Hacker News new | ask | show | jobs
by adrian_b 1383 days ago
The AVX-512 instruction set has never been a flop. It is much a much better instruction set than AVX.

Most AVX-512 instructions have 3 variants, with 512-bit registers, with 256-bit registers or with 128-bit registers.

When using the 256-bit or the 128-bit AVX-512 instructions, there has never been any disadvantage versus using AVX.

The only problems have been when using the 512-bit AVX-512 instructions, especially on the CPUs derived from Skylake Server, due to the way how Intel has implemented the clock frequency control.

Using the 512-bit AVX-512 instructions requires more power than when using the 256-bit AVX-512 instructions, the same as when using e.g. 4 cores instead of 2 cores. In both cases, when doubling the operation width or when doubling the number of active cores, the clock frequency is reduced.

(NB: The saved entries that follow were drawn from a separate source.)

PR #69, opened 2018-04-24
Make screen readers able to read rcon website.

LeifAndersen:


jeapostrophe:
Nice, that was easier than I thought it would be!

PR #72, opened 2018-06-01
embed the racket world map

bennn:
Hi, I tried to embed a map in the PLT page, as suggested in https://github.com/racket/racket-lang-org/pull/61

This current attempt doesn't seem to work --- I ran `www/all.rkt` and then opened the generated `plt.html` in my browser and got a blank frame (see next comment).

I'm posting this PR in case anyone has suggestions, and so I don't forget to try this again soon!

### DIFF
--- a/www/team.html.pm
+++ b/www/team.html.pm
@@ -14,6 +14,14 @@
 
 
 ◊section{
+◊div{Racket World Map}
+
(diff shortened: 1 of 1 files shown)


bennn:
all set now

screen shot 2018-06-03 at 00 19 12

stamourv:
Merged.

PR #84, opened 2019-01-27
the need to get rid of "Racket is a Scheme".

mfelleisen:
The line is too misleading. Adding "(kind of)" is a compromise. Better ideas welcome.

### DIFF
--- a/www/new-name.rkt
+++ b/www/new-name.rkt
@@ -63,7 +63,7 @@
       arguments, classes, static types, and even curly braces.}
 
 
-    @heading{Racket is a Scheme}
+    @heading{Racket is (kind of) a Scheme}
 
     @nested{Racket is still a dialect of Lisp and a descendant of Scheme.  The
       tools developed by PLT will continue to support R5RS, R6RS, the old


rfindler:
Would it still be subtle if we wrote `Racket is a scheme` (lowercase)?

samth:
What's the audience for this change? Are people currently looking at the "new-name.html" page, even though our web page doesn't link to it? If so, maybe we need a different page that explains things in a less 2010-centric way.

mfelleisen:
I guess I forgot to CC you on the email from the HOPL/POPL meeting. 

Guy Steele googled "Racket Scheme" during the HOPL PC meeting and read this one bold-faced line aloud. Everyone looked at me and basically thought that he had just shown I was a liar when I said Racket isn't a Scheme it is an heir to Scheme (the next line). Nobody seemed to read the next, plain-text line. 

I also reviewed a CUP book proposal for a PL (311). The book is referring to our implementation as Racket Scheme. It uses several language and will show interpreters in both Racket and Python, possibly more. CUP wants to advertise it as a Racket Scheme book.

samth:
The first sounds like a definite problem, and worth clarifying. Could we just use the literal next line: "Racket is a descendant of Scheme"?

The second I see plenty, but I've given up hope than anything we say can fix it generally. :(

mfelleisen:
I'd be happy with this change too. 

As long as none of us are ever exposed to this "Racket is a Scheme" again, I am fine.

PR #87, opened 2019-02-05
RacketCon & Racket School 2019 registration pages

mfelleisen:


mfelleisen:
I am happy with this page for now and to get the ball rolling we should release it.

PR #98, opened 2019-08-12
Racket 7.4 announcement: backquote double dashes to avoid conversion to em-dash

kisaragi-hiu:
Frog (or more specifically, [greghendershott/markdown](https://github.com/greghendershott/markdown)) automatically converts `--` to em-dashes; we don't want this for command-line arguments. Quote them to avoid this behavior.


stamourv:
Excellent idea, thanks!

When a program has a large proportion of 512-bit instructions, then the throughput is higher despite the lower clock frequency.

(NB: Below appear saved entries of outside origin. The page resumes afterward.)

PR #99, opened 2019-08-14
Try harder to detect platforms.

samth:
See https://groups.google.com/forum/#!topic/racket-users/XAUGE1q793w for background.

### DIFF
--- a/download/download-pages.rkt
+++ b/download/download-pages.rkt
@@ -316,7 +316,8 @@
     function getPlatformOrder() {
       var p = navigator.platform;
       var p2 = navigator.appVersion;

On the other hand, when a program has only a few 512-bit instructions, the execution will be slowed down for almost a second after 512-bit instructions are no longer used, until the CPU decides to power down the upper half of the 512-bit units.

All this problem is caused because the Intel CPU tries to be too smart and decides automatically when to power down the unused units.

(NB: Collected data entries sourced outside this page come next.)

PR #111, opened 2019-12-09
Don't compile pollen.rkt to avoid zo version mismatch errors.

### LINKED ISSUE #110: Build error due to out-of-date version
Every time I re-build Racket with a new VM version, I get an error like this from this package:

```
read-compiled-linklet: version mismatch  expected: "7.5.0.9"  found: "7.5.0.2"  in: /home/samth/sw/plt/extra-pkgs/racket-lang-org/rcon/2019/compiled/ta6le/pollen_rkt.zo
  compilation context...:
   /home/samth/sw/plt/extra-pkgs/racket-lang-org/rcon/2019/text.svg.pm
  context...:
   raise-read-error
```

samth:
Fixes #110.

### DIFF
--- a/rcon/2019/info.rkt
+++ b/rcon/2019/info.rkt
@@ -1,0 +1,3 @@
+#lang info
+
+(define compile-omit-paths '("pollen.rkt"))


samth:
This doesn't actually fix the problem.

In the similar case when using more cores, there is no problem because when the core is no longer used, the program has a halt or a MWAIT instruction which powers down immediately the core, restoring the higher clock frequency.

If Intel had provided an instruction like "end of 512-bit instructions" to power down the upper halves of the execution units immediately, there would have been no problems with the slow down caused by sporadically using a few 512-bit instructions, exactly like there is no problem when launching some extra execution threads, because the clock frequency is restored when the extra threads finish or are suspended.

Because Zen 4 has the same execution units as Zen 3, using AVX-512 on Zen 4 will not cause any kind of slow down that would not have also happened when using AVX on Zen 3.

1 comments

Thank you Adrian (B) for explaining this thoroughly! I'll use your comment as future reference for me!